The Emotion: the rationalization of the Reason
Senghor wrote: "If I speak about the Revolution of 1889, it is, of course, by reference to the French Revolution of 1789. Indeed, this one had proceeded of rationalism and, more precisely, of encyclopedist rationalism. It is, on the other hand, 1889 the year when Henri Bergson published his Essay on the Immediate Data of Consciousness. He too spoke out, not exactly against rationalism, but against its intellectualist deviation and, above all, against materialist positivism [...]. It is only that he emphasizes sensation and intuition. What he advocates, by his philosophy, is a conscious and reflected a return to the data of intuition. Like Nietzsche, he relies on the values of life and freedom and invites us to cultivate the creative activity of man. Curiously, in the years when Bergson wrote his essay, A. Rimbaud... discovered the values of the Negritude". It is not a question of making a criticism or a comment on the Senghorian thought in this article. But the philosophical angle of the Senegalese is a basis of a critical analysis of the Eurocentric hegemony of a reason not always rational.
Leopold Sédar Senghor
The philosophy of Enlightenment wanted to restrict the Human being to a capacity of utilitarian, materialistic reflection, leading even to a dehumanization of the human being. Because indeed, emotion, far from being a myth, is characteristic of Man. The thoughtless one is human, just as sensation and intuition make the Human too. The Man could not be restricted to a faculty of reflection or excessive empiricism of the perception of the world. Emotion constitutes a form of intelligence even, of the rationality of the freedom, of the freedom to think because certain things can be perceptible only by emotion. The reason is fundamentally limited to a form of the immediacy of the rational. The capacity to discern evil from good, the just from the unjust, does not always come from reason. It is often the product of the emotion which results from our interaction with the object, the fact. The White Man, in Senghorian philosophy, exempts himself from part of his essence by referring exclusively to reason. This, even determines the apology of science as the only source of knowledge, in opposition to religion and myth. The terrible consequence of this vision is the nihilism of culture, folklore, the unreal, and above all of religion, even of God. The questioning of faith is then the result of an exaggeration of rational utilitarianism and on the one hand, the nihilism of intuition, sensation, and emotion. The Black Man has been able to develop a balance between reason and emotion, between the real and the unreal, and between faith and the critical spirit.

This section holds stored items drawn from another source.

PR #38, opened 2024-06-16
dwallet-network: add `dwallet`, `dwallet_2pc_mpc_ecdsa_k1` move modules 

yuvalelmo:


crates/sui-framework/packages/dwallet-system/sources/dwallet.move
```diff
@@ -0,0 +1,238 @@
...
+    use dwallet::tx_context;
+    use dwallet::tx_context::{TxContext};
+
+    friend dwallet_system::dwallet_2pc_mpc_ecdsa_k1;
+
+    // <<<<<<<<<<<<<<<<<<<<<<<< Error codes <<<<<<<<<<<<<<<<<<<<<<<<
+    const ENotSystemAddress: u64 = 0;
+    const EMesssageApprovalDWalletMismatch: u64 = 1;
+
+    // <<<<<<<<<<<<<<<<<<<<<<<< Error codes <<<<<<<<<<<<<<<<<<<<<<<<
```
ycscaly, line 18: All these comments are Sui standards? @omersadika

crates/sui-framework/packages/dwallet-system/sources/dwallet.move
```diff
@@ -0,0 +1,238 @@
...
+
+    public fun dwallet_cap_id(message_approval: &MessageApproval): ID {
+        message_approval.dwallet_cap_id
+    }
+
+    public fun message(message_approval: &MessageApproval): vector<u8> {
+        message_approval.message
+    }
+
+    public fun remove(message_approval: MessageApproval): (ID, vector<u8>) {
```
ycscaly, line 129: since this is a module that serves multiple objects, I think it's better to have fully-qualified names like `remove_message_approval`. But let's follow standards if there are.

ycscaly: Also note that we have `message` and then `sign_messages_messages`. This is confusing. Let's have fully quallified names for all

crates/sui-framework/packages/dwallet-system/sources/dwallet.move
```diff
@@ -0,0 +1,238 @@
...
+        id: UID,
+        message_approvals: vector<MessageApproval>,
+    }
+
+    struct MessageApproval has store {
+        dwallet_cap_id: ID,
+        message: vector<u8>,
+    }
+
+    struct SignMessages<S: store, E: store + copy + drop> has key, store {
```
ycscaly, line 52: Why is this object named liked this? its a very confusing name. @omersadika 
We should rename. Perhaps to `MessagesForSigning` or `ApprovedMessagesToSign` or something like that.

crates/sui-framework/packages/dwallet-system/sources/dwallet.move
```diff
@@ -0,0 +1,238 @@
...
+    public fun message(message_approval: &MessageApproval): vector<u8> {
+        message_approval.message
+    }
+
+    public fun remove(message_approval: MessageApproval): (ID, vector<u8>) {
+        let MessageApproval {
+            dwallet_cap_id,
+            message
+        } = message_approval;
+        (dwallet_cap_id, message)
```
ycscaly, line 134: Isn't there a `object::delete(id)` missing here?

crates/sui-framework/packages/dwallet-system/sources/dwallet.move
```diff
@@ -0,0 +1,238 @@
...
+        let messages_len = vector::length(&messages);
+        let approval_len = vector::length(&message_approvals);
+        assert!(messages_len == approval_len, EMesssageApprovalDWalletMismatch);
+
+        while (i < messages_len) {
+            let message_approval = vector::pop_back(&mut message_approvals);
+            let (message_approval_dwallet_cap_id, approved_message) = remove(message_approval);
+            assert!(dwallet_cap_id == message_approval_dwallet_cap_id, EMesssageApprovalDWalletMismatch);
+            let message = vector::borrow(&messages, i);
+            assert!(message == &approved_message, EMesssageApprovalDWalletMismatch);
```
ycscaly, line 198: This is how string comparison (byte-by-byte equality) is done in move?

crates/sui-framework/packages/dwallet-system/sources/dwallet.move
```diff
@@ -0,0 +1,238 @@
...
+            i = i +1;
+        };
```
ycscaly, line 200: Wouldn't it be more clean to have `create_sign_messages` get `message_approvals` so that we never even create a `SignMessages` object for un-approved messages, or am I missing something?

sui-execution/latest/sui-move-natives/src/crypto/twopc_mpc.rs
ycscaly, line 1: Why do native unimplemented code a part of this PR? I think we only need the move code? @zeevmoney

ycscaly (changes requested):
Left some design questions for discussion @omersadika

crates/sui-framework/packages/dwallet-system/sources/dwallet.move
omersadika: Yes

crates/sui-framework/packages/dwallet-system/sources/dwallet.move
omersadika: It has no id

crates/sui-framework/packages/dwallet-system/sources/dwallet.move
omersadika: Seems like that - https://move-book.com/reference/equality.html
Not very clear, so it good if you will also double check that

sui-execution/latest/sui-move-natives/src/crypto/twopc_mpc.rs
omersadika: We have to have the native functions rust code so it think it's better to have it

crates/sui-framework/packages/dwallet-system/sources/dwallet.move
ycscaly: @yuvalelmo please add a test that checks this:
1. that an approved message that also has the sign message works (i.e. the equality check passes)
2. that an approved message that does not match the sign message does not work (i.e. the equality check fails)

ycscaly (changes requested):
Please add tests, and documentation across the board

crates/sui-framework/packages/dwallet-system/sources/dwallet.move
zeevmoney: 1. Vector len mismatch.
2. Vectors hold messages not in the same order (i.e. message approval != sign message).
3. Approved message == signed message.
3. Cap ID is the same.
4. Cap ID mismatch.

See 
https://examples.sui.io/testing/index.html
https://docs.sui.io/guides/developer/first-app/build-test

yuvalelmo: @ycscaly @zeevmoney 
pushed tests just now

crates/sui-framework/packages/dwallet-system/sources/dwallet.move
```diff
@@ -0,0 +1,277 @@
...
+        let message_approvals = vector::empty<MessageApproval>();
+        while (vector::length(&messages) > 0) {
+            let message = vector::pop_back(&mut messages);
+            vector::push_back(&mut message_approvals, MessageApproval {
+                dwallet_cap_id,
+                message,
+            });
+        };
+        message_approvals
+    }
```
ycscaly, line 134: Remove this buggy function

ycscaly (changes requested):
Test properly without adding unnecessary mock functions ti the codebase and document all public code

yuvalelmo:
@ycscaly I've fixed the tests. 
@zeevmoney will add the documentation for these modules.

crates/sui-framework/packages/dwallet-system/tests/dwallet_tests.move
```diff
@@ -0,0 +1,144 @@
...
+            dwallet_id,
+            object::id(&dwallet_cap),
+            sign_messages,
+            sign_data,
+            sign_data_event,
+            ctx
+        );
+
+        dwallet::sign(partial_user_signed_messages, message_approvals, ctx);
+        test_utils::destroy(dwallet_cap);
```
ycscaly, line 75: Please test the opposite: that if we have message approval on more than just one message, but we try to sign just one of them, it works (or fails, depending on what we decided to do)

ycscaly (changes requested):
Tests looking good. I added one test case, and will try to think if any more are needed

crates/sui-framework/packages/dwallet-system/sources/dwallet.move
```diff
@@ -0,0 +1,265 @@
...
+        dwallet_cap_id: ID,
+        messages: vector<vector<u8>>,
+        sign_data: S,
+        sign_data_event: E,
+    }
+
+    struct SharedPartialUserSignedMessages<S: store, E: store + copy + drop> has key {
+        id: UID,
+        partial_user_signed_messages: PartialUserSignedMessages<S, E>,
+    }
```
ycscaly, line 67: why is this a different type? can't we just share `PartialUserSignedMessages` directly?

crates/sui-framework/packages/dwallet-system/sources/dwallet.move
```diff
@@ -0,0 +1,265 @@
...
+
+    struct PartialUserSignedMessages<S: store, E: store + copy + drop> has key, store {
+        id: UID,
+        dwallet_id: ID,
+        dwallet_cap_id: ID,
+        messages: vector<vector<u8>>,
+        sign_data: S,
+        sign_data_event: E,
+    }
```
ycscaly, line 62: please explain why generics are needed here in a comment (i.e. supporting different algorithms/curves)

ycscaly: In the future actually these generics might become unneeded, for now lets keep them

crates/sui-framework/packages/dwallet-system/sources/dwallet.move
```diff
@@ -0,0 +1,265 @@
...
+    // <<<<<<<<<<<<<<<<<<<<<<<< Events <<<<<<<<<<<<<<<<<<<<<<<<
+
+    struct DWalletCap has key, store {
+        id: UID,
+    }
+
+    struct MessageApprovalsHolder has key {
+        id: UID,
+        message_approvals: vector<MessageApproval>,
+    }
```
ycscaly, line 48: I'm guessing its meaningful for the struct to hold a vector of message approvals, but I don't see why it is different from sending `vector<MessageApproval>` directly.

crates/sui-framework/packages/dwallet-system/sources/dwallet.move
```diff
@@ -0,0 +1,265 @@
...
+        ctx: &mut TxContext
+    ): PartialUserSignedMessages<S, E> {
+        PartialUserSignedMessages {
+            id: object::new(ctx),
+            dwallet_id,
+            dwallet_cap_id,
+            messages,
+            sign_data,
+            sign_data_event,
+        }
```
ycscaly, line 179: @omersadika can we take the dwallet_cap by reference here instead of the ID?
I know that the caller is a friend and will perform security validations there, but it is safer to have it anyway if possible.

ycscaly: Or is the caller of this function not necessairly an owner of the cap?

crates/sui-framework/packages/dwallet-system/sources/dwallet.move
```diff
@@ -0,0 +1,265 @@
...
+            sign_data_event,
+        } = partial_user_signed_messages;
+
+        object::delete(id);
+        let i = 0;
+        let messages_len = vector::length(&messages);
+        let approval_len = vector::length(&message_approvals);
+        assert!(messages_len == approval_len, EMesssageApprovalDWalletMismatch);
+
+        while (i < messages_len) {
```
ycscaly, line 220: no `for` loops in move?

crates/sui-framework/packages/dwallet-system/sources/dwallet.move
```diff
@@ -0,0 +1,265 @@
...
+            dwallet_id,
+            dwallet_cap_id,
+            messages,
+            sign_data,
+            sign_data_event,
+        } = partial_user_signed_messages;
+
+        object::delete(id);
+        let i = 0;
+        let messages_len = vector::length(&messages);
```
ycscaly, line 216: When doing integer arithmetics, it is much clearer and safe to explicitly note the types. Is it possible to do so in move?
E.g. `let messages_len: u64 = vector::length(&messages);`
It is important to see types are of the same or compatible size and sign, e.g. for making sure no overflow occurrs

crates/sui-framework/packages/dwallet-system/sources/dwallet_2pc_mpc_ecdsa_k1.move
```diff
@@ -0,0 +1,302 @@
...
+            commitment_to_centralized_party_secret_key_share,
+            sender,
+        });
+        transfer::freeze_object(session);
+        cap
+    }
+
+    #[allow(unused_function)]
+    fun create_dkg_output(session: &DKGSession, commitment_to_centralized_party_secret_key_share: vector<u8>, secret_key_share_encryption_and_proof: vector<u8>, ctx: &mut TxContext) {
+        assert!(tx_context::sender(ctx) == @0x0, ENotSystemAddress);
```
ycscaly, line 147: I'm not sure what this assert is for, but shouldn't it be for `create_dkg_session()` and many others in case it is actually needed here?

crates/sui-framework/packages/dwallet-system/sources/dwallet_2pc_mpc_ecdsa_k1.move
```diff
@@ -0,0 +1,302 @@
...
+        let DKGSessionOutput {
+            id,
+            session_id,
+            dwallet_cap_id,
+            commitment_to_centralized_party_secret_key_share,
+            secret_key_share_encryption_and_proof,
+        } = output;
+        object::delete(id);
+
+        let (output, public_key) = dkg_verify_decommitment_and_proof_of_centralized_party_public_key_share(commitment_to_centralized_party_secret_key_share, secret_key_share_encryption_and_proof, centralized_party_public_key_share_decommitment_and_proof);
```
ycscaly, line 168: what happens if verification of zk proofs fails? does the native function fail with an exception that aborts the execution of this function?

crates/sui-framework/packages/dwallet-system/sources/dwallet_2pc_mpc_ecdsa_k1.move
```diff
@@ -0,0 +1,302 @@
...
+
+        let result = DWallet {
```
ycscaly, line 170:
```suggestion
        let dwallet = DWallet {
```

crates/sui-framework/packages/dwallet-system/sources/dwallet_2pc_mpc_ecdsa_k1.move
```diff
@@ -0,0 +1,302 @@
...
+            id: object::new(ctx),
+            session_id,
+            dwallet_cap_id,
+            output,
+            public_key,
+        };
+        transfer::freeze_object(result);
```
ycscaly, line 177:
```suggestion
        transfer::freeze_object(dwallet);
```

crates/sui-framework/packages/dwallet-system/sources/dwallet_2pc_mpc_ecdsa_k1.move
ycscaly, line 1: why does this file have to be in this pr?

crates/sui-framework/packages/dwallet-system/tests/dwallet_tests.move
```diff
@@ -0,0 +1,177 @@
...
+    }
+
+    #[test]
+    #[expected_failure(abort_code = EMesssageApprovalDWalletMismatch)]
+    public fun test_sign_with_different_messages_order_should_fail() {
```
ycscaly, line 113: please add test where its the same length, and just one message is different in the approvals (do one where its the first, one where last, one where middle)

ycscaly (changes requested):
see comments, good progress

crates/sui-framework/packages/dwallet-system/sources/dwallet.move
omersadika: Cant

crates/sui-framework/packages/dwallet-system/sources/dwallet.move
omersadika: no

crates/sui-framework/packages/dwallet-system/sources/dwallet_2pc_mpc_ecdsa_k1.move
omersadika: This function should be called only by the system, and this is what we check for

zeevmoney (approved):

The emotion is negro but not only...
Of course, Black Man is all the cultural aspect that Senghor attributes to him. Black Man, is sensation and intuition, it is dance and masks, it is love and carnal. Black Man, it is also to the belief of the unreal rationalized. Man is not the only reason; he can perceive and treat the unreal by the heart when the spirit stumbles on its limits. This recognition of the limit of the critical spirit is in the bandolier of the African and black civilizations. This is what explains in Africa the ability to understand the world of Spirits inaccessible to the critical mind. There is also a necessary humility of the Black Man that transcends the claim of the White Man, in the Senghorian philosophy, to know everything by the strict use of the critical spirit. Man is imperfect, his reason is as well. The Black Man seems to have understood the necessary humility to go beyond the critical spirit, and to refer to other sources like faith. There, this accessibility of the unreal, that of faith, having faith in faith, is only possible by the prioritization of emotion, intuition, and sensation. If Africa is, par excellence a society of worship of the unreal, it is because it has been able to give itself over to emotion and intuition as Bergson would have it.
But it is this faculty to establish a complementarity between emotion and reason which makes even the emotion Negro, but not only. The Black Man is not reduced to the absolute of the sensation, of the emotion, or cannot be conceived like the Man of the caves who functions only by instinct and euphoria. Just as the White Man feels, loves, is ecstatic, and can be euphoric under the culture and the cult. The Black Man participates in the civilization of the Universal by reason, but especially by emotional reason. He does not allow himself to be overwhelmed by a pretentious dictatorship of reason but also allows faith, heart, intuition, and sensation to become the safeguards of this reason, the complements of the critical mind. In reality, it is the whole that defines Man and to renounce emotions is to become subhuman.
REFERENCE
Ouattara, Bourahima. “Senghor, lecteur de Barrès.” Études de lettres, no. 2 (September 15, 2017): 111–32. https://doi.org/10.4000/edl.1062.
Institut Jean Lecanuet. “Léopold Sédar Senghor ou l’émancipation de la pensée.” Accessed April 24, 2023. https://www.institutjeanlecanuet.org/content/leopold-sedar-senghor-ou-emancipation-de-la-pensee.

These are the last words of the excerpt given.